— Source data —

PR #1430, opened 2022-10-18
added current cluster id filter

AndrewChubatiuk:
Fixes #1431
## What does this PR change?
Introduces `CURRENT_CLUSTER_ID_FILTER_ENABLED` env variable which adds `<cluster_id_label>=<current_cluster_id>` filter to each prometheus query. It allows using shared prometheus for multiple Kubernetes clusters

* * *

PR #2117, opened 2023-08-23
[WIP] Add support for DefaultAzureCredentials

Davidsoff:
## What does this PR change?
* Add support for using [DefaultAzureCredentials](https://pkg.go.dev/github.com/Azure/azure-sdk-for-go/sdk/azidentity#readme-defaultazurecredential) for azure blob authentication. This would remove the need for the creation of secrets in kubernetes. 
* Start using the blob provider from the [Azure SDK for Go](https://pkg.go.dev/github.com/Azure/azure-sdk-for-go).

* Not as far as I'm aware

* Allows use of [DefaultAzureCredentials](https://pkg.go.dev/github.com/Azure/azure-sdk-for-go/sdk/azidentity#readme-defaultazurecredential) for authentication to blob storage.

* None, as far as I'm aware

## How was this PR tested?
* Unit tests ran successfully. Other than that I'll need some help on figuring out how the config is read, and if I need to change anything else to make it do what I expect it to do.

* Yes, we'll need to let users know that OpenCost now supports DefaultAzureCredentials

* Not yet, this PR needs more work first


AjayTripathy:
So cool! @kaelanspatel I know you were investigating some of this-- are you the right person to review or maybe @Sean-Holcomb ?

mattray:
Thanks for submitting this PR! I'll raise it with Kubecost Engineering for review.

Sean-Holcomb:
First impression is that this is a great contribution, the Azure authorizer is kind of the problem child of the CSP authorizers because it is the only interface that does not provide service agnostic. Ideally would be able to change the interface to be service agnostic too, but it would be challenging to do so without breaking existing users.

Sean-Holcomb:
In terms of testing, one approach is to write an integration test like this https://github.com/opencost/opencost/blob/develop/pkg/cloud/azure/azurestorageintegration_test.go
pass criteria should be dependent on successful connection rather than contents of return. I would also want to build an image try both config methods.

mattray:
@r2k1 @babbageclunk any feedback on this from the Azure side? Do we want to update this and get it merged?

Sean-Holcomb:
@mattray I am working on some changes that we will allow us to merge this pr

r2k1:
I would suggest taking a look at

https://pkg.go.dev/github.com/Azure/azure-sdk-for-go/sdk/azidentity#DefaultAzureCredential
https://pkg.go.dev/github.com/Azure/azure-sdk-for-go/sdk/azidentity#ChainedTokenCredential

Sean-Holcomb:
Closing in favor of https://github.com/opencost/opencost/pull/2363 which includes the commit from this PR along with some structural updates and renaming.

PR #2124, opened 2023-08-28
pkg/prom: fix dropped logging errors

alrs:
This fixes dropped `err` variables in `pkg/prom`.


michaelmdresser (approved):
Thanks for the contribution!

— Brief —
From the data above, output exactly the lines between the one containing "more work first" and the one containing "Thanks for the contribution!", counting both of them.

— The answer —
* Not yet, this PR needs more work first


AjayTripathy:
So cool! @kaelanspatel I know you were investigating some of this-- are you the right person to review or maybe @Sean-Holcomb ?

mattray:
Thanks for submitting this PR! I'll raise it with Kubecost Engineering for review.

Sean-Holcomb:
First impression is that this is a great contribution, the Azure authorizer is kind of the problem child of the CSP authorizers because it is the only interface that does not provide service agnostic. Ideally would be able to change the interface to be service agnostic too, but it would be challenging to do so without breaking existing users.

Sean-Holcomb:
In terms of testing, one approach is to write an integration test like this https://github.com/opencost/opencost/blob/develop/pkg/cloud/azure/azurestorageintegration_test.go
pass criteria should be dependent on successful connection rather than contents of return. I would also want to build an image try both config methods.

mattray:
@r2k1 @babbageclunk any feedback on this from the Azure side? Do we want to update this and get it merged?

Sean-Holcomb:
@mattray I am working on some changes that we will allow us to merge this pr

r2k1:
I would suggest taking a look at

https://pkg.go.dev/github.com/Azure/azure-sdk-for-go/sdk/azidentity#DefaultAzureCredential
https://pkg.go.dev/github.com/Azure/azure-sdk-for-go/sdk/azidentity#ChainedTokenCredential

Sean-Holcomb:
Closing in favor of https://github.com/opencost/opencost/pull/2363 which includes the commit from this PR along with some structural updates and renaming.

PR #2124, opened 2023-08-28
pkg/prom: fix dropped logging errors

alrs:
This fixes dropped `err` variables in `pkg/prom`.


michaelmdresser (approved):
Thanks for the contribution!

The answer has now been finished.